[[ RAW DATA open ]]
PR #740, opened 2023-12-07
refactor: download function to be reusable

dephraiim:


packages/ui/primitives/use-toast.ts
```diff
@@ -1,7 +1,8 @@
 // Inspired by react-hot-toast library
 import * as React from 'react';
 
-import { ToastActionElement, type ToastProps } from './toast';
+import type { ToastActionElement } from './toast';
+import { type ToastProps } from './toast';
```
dguyen, line 5: The auto lint seemed to mess this up, can you clean this by doing this?

```
import type { ToastActionElement, ToastProps } from './toast';
```

packages/ui/components/document/document-download-button.tsx
```diff
@@ -24,44 +23,18 @@ export const DocumentDownloadButton = ({
...
-
-      const bytes = await getFile(documentData);
-
-      const blob = new Blob([bytes], {
-        type: 'application/pdf',
-      });
-
-      const link = window.document.createElement('a');
-      const baseTitle = fileName?.includes('.pdf') ? fileName.split('.pdf')[0] : fileName;
+    setIsLoading(true);
```
dguyen, line 29: It looks like this is never set to false in the scenario that `documentData` is not available since `finally` no longer exists

You should be able to just shift this below the if statement.

packages/lib/client-only/download-pdf.ts
```diff
@@ -0,0 +1,37 @@
...
+import { toast } from '@documenso/ui/primitives/use-toast';
+
+import { getFile } from '../universal/upload/get-file';
+
+type DownloadPDFProps = {
+  documentData: DocumentData;
+  fileName?: string;
+};
+
+export const downloadFile = async ({ documentData, fileName }: DownloadPDFProps) => {
```
dguyen, line 11: It feels strange that if this errors out the parent that calls this isn't aware

It might be more practical to just throw the error up and have the parent handle toasting and catching errors

apps/web/src/app/(dashboard)/documents/data-table-action-button.tsx
```diff
@@ -39,47 +37,25 @@ export const DataTableActionButton = ({ row }: DataTableActionButtonProps) => {
...
-        type: 'application/pdf',
+    if (!recipient) {
+      document = await trpcClient.document.getDocumentById.query({
+        id: row.id,
       });
+    } else {
+      document = await trpcClient.document.getDocumentByToken.query({
+        token: recipient.token,
+      });
+    }
```
dguyen, line 50: There doesn't appear to be any error handling for this anymore

packages/lib/client-only/download-pdf.ts
Mythie: I'd also name this the same as the file, so `downloadFile` => `downloadPDF`

packages/ui/primitives/use-toast.ts
dephraiim: sure, I'll fix it.

packages/ui/components/document/document-download-button.tsx
dephraiim: 👍

dguyen (approved):
Looks good to me :)

packages/lib/client-only/download-pdf.ts
```diff
@@ -0,0 +1,26 @@
...
+
+export const downloadPDF = async ({ documentData, fileName }: DownloadPDFProps) => {
+  const bytes = await getFile(documentData);
+
+  const blob = new Blob([bytes], {
+    type: 'application/pdf',
+  });
+
+  const link = window.document.createElement('a');
+  const baseTitle = fileName?.includes('.pdf') ? fileName.split('.pdf')[0] : fileName;
```
Mythie, line 18: `const [baseTitle] = fileName?.includes('.pdf') : fileName.split('.pdf') : [fileName ?? 'document'];`

This way you can do `${baseTitle}_signed.pdf` without needing the ternary below 😄

Mythie (approved):

PR #745, opened 2023-12-09
refactor: end-to-end tests

G3root:
what this PR do ?

- Remove fixed seeded records for testing.
- Generate fresh fixture records prior to each test and perform cleanups upon test completion.


apps/web/src/app/(authenticated)/logout/page.tsx
```diff
@@ -0,0 +1,13 @@
+'use client';
+
+import { useEffect } from 'react';
+
+import { signOut } from 'next-auth/react';
+
+export default function Logout() {
```
G3root, line 7: a route to logout the current user used in e2e test

packages/lib/server-only/user/create-user.ts
```diff
@@ -32,6 +39,7 @@ export const createUser = async ({ name, email, password, signature }: CreateUse
       password: hashedPassword,
       signature,
       identityProvider: IdentityProvider.DOCUMENSO,
+      emailVerified,
```
G3root, line 42: added emailVerified arg because this function can be reuseable in user test fixture to create a verified email user

packages/lib/server-only/document/create-document.ts
```diff
@@ -1,19 +1,27 @@
...
 
 export type CreateDocumentOptions = {
   title: string;
   userId: number;
   documentDataId: string;
+  status?: DocumentStatus;
 };
 
-export const createDocument = async ({ userId, title, documentDataId }: CreateDocumentOptions) => {
+export const createDocument = async ({
```
G3root, line 13: added `status` arg because this function can be reuseable in doxument test fixture to create documents based on status

packages/app-tests/e2e/test-auth-flow.spec.ts
```diff
@@ -14,7 +16,7 @@ const username = 'Test User';
 const email = 'test-user@auth-flow.documenso.com';
 const password = 'Password123';
 
-test('user can sign up with email and password', async ({ page }: { page: Page }) => {
+test('user can sign up with email and password', async ({ page }) => {
```
G3root, line 19: no need to type as we are using the test function from the fixture

packages/app-tests/e2e/pr-718-add-stepper-component.spec.ts
```diff
@@ -71,5 +64,5 @@ test(`[PR-718]: should be able to create a document`, async ({ page }) => {
   await page.waitForURL('/documents');
 
   // Assert document was created
-  await expect(page.getByRole('link', { name: documentTitle })).toBeVisible();
+  await page.getByRole('link', { name: documentTitle }).click();
```
G3root, line 67: Successfully generate a document so it can be removed when the user is deleted after the test finishes

packages/app-tests/playwright.config.ts
```diff
@@ -18,7 +18,7 @@ export default defineConfig({
   /* Retry on CI only */
   retries: process.env.CI ? 2 : 0,
   /* Opt out of parallel tests on CI. */
-  workers: process.env.CI ? 1 : undefined,
+  workers: process.env.CI ? 2 : undefined,
```
G3root, line 21: run tests parallely

PR #749, opened 2023-12-09
feat: disable upload document animation for unverified users

dephraiim:
CleanShot 2023-12-09 at 22 01 48@2x


.vscode/settings.json
```diff
@@ -1,7 +1,7 @@
 {
   "typescript.tsdk": "node_modules/typescript/lib",
   "editor.codeActionsOnSave": {
-    "source.fixAll.eslint": true
+    "source.fixAll.eslint": "explicit"
```
Mythie, line 4: 👀

packages/ui/primitives/document-dropzone.tsx
```diff
@@ -104,11 +104,12 @@ export const DocumentDropzone = ({
 
   return (
     <motion.div
-      className={cn('flex', className)}
+      className={cn('flex aria-disabled:cursor-none', className)}
```
Mythie, line 107: `cursor-not-allowed` would be better I think, good use of aria-disabled though I was going to ask for it but forgot to

packages/ui/primitives/toast.tsx
```diff
@@ -1,7 +1,8 @@
 import * as React from 'react';
```
Mythie, line 1: Old code 😇

dguyen:
Can we add an actual message in the dropdown indicating why it's disabled?

.vscode/settings.json
dephraiim: fixed

dguyen (approved):

PR #758, opened 2023-12-11
chore: fix workflows and update package.json file

adithyaakrishna:


package.json
```diff
@@ -43,7 +43,6 @@
     "turbo": "^1.9.3"
   },
   "name": "@documenso/root",
-  "packageManager": "npm@8.19.2",
```
documenso-inc, line 46: I feel like we had this for a reason but can't recall

Mythie (approved):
[[ RAW DATA closed ]]
Retype the records that precede this task, keeping them exactly the same.

--- REPLY ---
PR #740, opened 2023-12-07
refactor: download function to be reusable

dephraiim:


packages/ui/primitives/use-toast.ts
```diff
@@ -1,7 +1,8 @@
 // Inspired by react-hot-toast library
 import * as React from 'react';
 
-import { ToastActionElement, type ToastProps } from './toast';
+import type { ToastActionElement } from './toast';
+import { type ToastProps } from './toast';
```
dguyen, line 5: The auto lint seemed to mess this up, can you clean this by doing this?

```
import type { ToastActionElement, ToastProps } from './toast';
```

packages/ui/components/document/document-download-button.tsx
```diff
@@ -24,44 +23,18 @@ export const DocumentDownloadButton = ({
...
-
-      const bytes = await getFile(documentData);
-
-      const blob = new Blob([bytes], {
-        type: 'application/pdf',
-      });
-
-      const link = window.document.createElement('a');
-      const baseTitle = fileName?.includes('.pdf') ? fileName.split('.pdf')[0] : fileName;
+    setIsLoading(true);
```
dguyen, line 29: It looks like this is never set to false in the scenario that `documentData` is not available since `finally` no longer exists

You should be able to just shift this below the if statement.

packages/lib/client-only/download-pdf.ts
```diff
@@ -0,0 +1,37 @@
...
+import { toast } from '@documenso/ui/primitives/use-toast';
+
+import { getFile } from '../universal/upload/get-file';
+
+type DownloadPDFProps = {
+  documentData: DocumentData;
+  fileName?: string;
+};
+
+export const downloadFile = async ({ documentData, fileName }: DownloadPDFProps) => {
```
dguyen, line 11: It feels strange that if this errors out the parent that calls this isn't aware

It might be more practical to just throw the error up and have the parent handle toasting and catching errors

apps/web/src/app/(dashboard)/documents/data-table-action-button.tsx
```diff
@@ -39,47 +37,25 @@ export const DataTableActionButton = ({ row }: DataTableActionButtonProps) => {
...
-        type: 'application/pdf',
+    if (!recipient) {
+      document = await trpcClient.document.getDocumentById.query({
+        id: row.id,
       });
+    } else {
+      document = await trpcClient.document.getDocumentByToken.query({
+        token: recipient.token,
+      });
+    }
```
dguyen, line 50: There doesn't appear to be any error handling for this anymore

packages/lib/client-only/download-pdf.ts
Mythie: I'd also name this the same as the file, so `downloadFile` => `downloadPDF`

packages/ui/primitives/use-toast.ts
dephraiim: sure, I'll fix it.

packages/ui/components/document/document-download-button.tsx
dephraiim: 👍

dguyen (approved):
Looks good to me :)

packages/lib/client-only/download-pdf.ts
```diff
@@ -0,0 +1,26 @@
...
+
+export const downloadPDF = async ({ documentData, fileName }: DownloadPDFProps) => {
+  const bytes = await getFile(documentData);
+
+  const blob = new Blob([bytes], {
+    type: 'application/pdf',
+  });
+
+  const link = window.document.createElement('a');
+  const baseTitle = fileName?.includes('.pdf') ? fileName.split('.pdf')[0] : fileName;
```
Mythie, line 18: `const [baseTitle] = fileName?.includes('.pdf') : fileName.split('.pdf') : [fileName ?? 'document'];`

This way you can do `${baseTitle}_signed.pdf` without needing the ternary below 😄

Mythie (approved):

PR #745, opened 2023-12-09
refactor: end-to-end tests

G3root:
what this PR do ?

- Remove fixed seeded records for testing.
- Generate fresh fixture records prior to each test and perform cleanups upon test completion.


apps/web/src/app/(authenticated)/logout/page.tsx
```diff
@@ -0,0 +1,13 @@
+'use client';
+
+import { useEffect } from 'react';
+
+import { signOut } from 'next-auth/react';
+
+export default function Logout() {
```
G3root, line 7: a route to logout the current user used in e2e test

packages/lib/server-only/user/create-user.ts
```diff
@@ -32,6 +39,7 @@ export const createUser = async ({ name, email, password, signature }: CreateUse
       password: hashedPassword,
       signature,
       identityProvider: IdentityProvider.DOCUMENSO,
+      emailVerified,
```
G3root, line 42: added emailVerified arg because this function can be reuseable in user test fixture to create a verified email user

packages/lib/server-only/document/create-document.ts
```diff
@@ -1,19 +1,27 @@
...
 
 export type CreateDocumentOptions = {
   title: string;
   userId: number;
   documentDataId: string;
+  status?: DocumentStatus;
 };
 
-export const createDocument = async ({ userId, title, documentDataId }: CreateDocumentOptions) => {
+export const createDocument = async ({
```
G3root, line 13: added `status` arg because this function can be reuseable in doxument test fixture to create documents based on status

packages/app-tests/e2e/test-auth-flow.spec.ts
```diff
@@ -14,7 +16,7 @@ const username = 'Test User';
 const email = 'test-user@auth-flow.documenso.com';
 const password = 'Password123';
 
-test('user can sign up with email and password', async ({ page }: { page: Page }) => {
+test('user can sign up with email and password', async ({ page }) => {
```
G3root, line 19: no need to type as we are using the test function from the fixture

packages/app-tests/e2e/pr-718-add-stepper-component.spec.ts
```diff
@@ -71,5 +64,5 @@ test(`[PR-718]: should be able to create a document`, async ({ page }) => {
   await page.waitForURL('/documents');
 
   // Assert document was created
-  await expect(page.getByRole('link', { name: documentTitle })).toBeVisible();
+  await page.getByRole('link', { name: documentTitle }).click();
```
G3root, line 67: Successfully generate a document so it can be removed when the user is deleted after the test finishes

packages/app-tests/playwright.config.ts
```diff
@@ -18,7 +18,7 @@ export default defineConfig({
   /* Retry on CI only */
   retries: process.env.CI ? 2 : 0,
   /* Opt out of parallel tests on CI. */
-  workers: process.env.CI ? 1 : undefined,
+  workers: process.env.CI ? 2 : undefined,
```
G3root, line 21: run tests parallely

PR #749, opened 2023-12-09
feat: disable upload document animation for unverified users

dephraiim:
CleanShot 2023-12-09 at 22 01 48@2x


.vscode/settings.json
```diff
@@ -1,7 +1,7 @@
 {
   "typescript.tsdk": "node_modules/typescript/lib",
   "editor.codeActionsOnSave": {
-    "source.fixAll.eslint": true
+    "source.fixAll.eslint": "explicit"
```
Mythie, line 4: 👀

packages/ui/primitives/document-dropzone.tsx
```diff
@@ -104,11 +104,12 @@ export const DocumentDropzone = ({
 
   return (
     <motion.div
-      className={cn('flex', className)}
+      className={cn('flex aria-disabled:cursor-none', className)}
```
Mythie, line 107: `cursor-not-allowed` would be better I think, good use of aria-disabled though I was going to ask for it but forgot to

packages/ui/primitives/toast.tsx
```diff
@@ -1,7 +1,8 @@
 import * as React from 'react';
```
Mythie, line 1: Old code 😇

dguyen:
Can we add an actual message in the dropdown indicating why it's disabled?

.vscode/settings.json
dephraiim: fixed

dguyen (approved):

PR #758, opened 2023-12-11
chore: fix workflows and update package.json file

adithyaakrishna:


package.json
```diff
@@ -43,7 +43,6 @@
     "turbo": "^1.9.3"
   },
   "name": "@documenso/root",
-  "packageManager": "npm@8.19.2",
```
documenso-inc, line 46: I feel like we had this for a reason but can't recall

Mythie (approved):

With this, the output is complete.